We expect Tier-1 IT companies to see revenue growth in the range of 1- 3.5% in constant currency terms. This, coupled with cross currency tailwind of ~100-140 bps will further positively impact dollar revenue growth. Among tier 1 HCL Tech, Infosys are expected to see dollar revenue growth of 4.8%, 4.7%, respectively. Tata Consultancy Services (TCS), Wipro are expected to witness dollar revenue growth of 3.8%, 2.4%, respectively. Among Tier 2, Coforge is expected to see a sharp rise in dollar revenues of 7.4% QoQ followed by Mindtree, which is expected to witness revenue growth of 4.0% QoQ. We prefer HCL Tech & Infosys in tier-1 and Coforge in midcap. In addition, healthy revenue & margin growth coupled with reasonable valuation prompt us to be positive on Tech Mahindra.

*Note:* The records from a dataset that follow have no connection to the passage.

PR #195, opened 2020-09-14
Dump the simple key which is over 1024 properly

dota17:
the single line scalar which is simple key  not span more than 1024 Unicode characters on `String()`/`stringify()`

### DIFF
--- a/src/ast/Pair.js
+++ b/src/ast/Pair.js
@@ -96,6 +96,10 @@ export class Pair extends Node {
         const msg = 'With simple keys, collection cannot be used as a key value'
         throw new Error(msg)
       }
+      if (key instanceof Scalar && key.value?.length > 1024) {
+        const msg = 'With simple keys, single line scalar must not span more than 1024 characters'
+        throw new Error(msg)
+      }
     }
     const explicitKey =
       !simpleKeys &&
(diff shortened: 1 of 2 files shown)


src/ast/Pair.js
```diff
@@ -96,14 +96,19 @@ export class Pair extends Node {
...
     }
     const explicitKey =
       !simpleKeys &&
       (!key ||
         keyComment ||
         key instanceof Collection ||
         key.type === Type.BLOCK_FOLDED ||
-        key.type === Type.BLOCK_LITERAL)
+        key.type === Type.BLOCK_LITERAL ||
+        (key instanceof Scalar && key.value?.length > 1024))
```
eemeli, line 111: We can't trust `key.value.length` to match the actual character count that will get printed. Same goes for the `simpleKeys` case above.

For instance, `key.value` can be a BigNum with a string representation of more than 1024 digits, but it does not have a `length` property. Neither can we trust `String(key.value)` to be an accurate representation, as the schema may include a custom tag that'll use some other way of representing the value.

Because anything that can be represented as an implicit key can also be represented as an explicit key, the right place to control this is around here: https://github.com/eemeli/yaml/blob/cc4456c254bc2476cd837b8418c3349f4576e890/src/ast/Pair.js#L127

At that point, if `explicitKey` is `false` and `str.length > 1024`, we can either complain if `simpleKeys` is set, or use the explicit form.

eemeli (changes requested):
Good catch!

src/ast/Pair.js
dota17: Nice, thoughtful idea!! How about the new codes?

eemeli (approved):

eemeli:
Looks good!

Operating leverage, cost rationalisation to drive margins

Margins of Tier 1 companies are expected to improve ~20-130 bps. Among tier 2 companies, Coforge and Tech M are expected to post margin improvement of ~150-160 bps. This is mainly due to lower travel cost and lower general administrative cost improvement in utilisation, cross currency tailwind partially offset by rupee appreciation.


In midcap, Coforge, Tech Mahindra to report healthy margins

Tech Mahindra is expected to post a 152 bps QoQ improvement in EBITDA margins, mainly led by lower sub-contracting cost, easing of supply side pressure and cost rationalisation. Coforge is expected to report a 161 bps QoQ improvement in margins led by absence of Esop charges (~113 bps) and higher utilisation. On a YoY basis, Mindtree, LTI are expected to report improvement of 523 bps, 238 bps, respectively, due to a low base.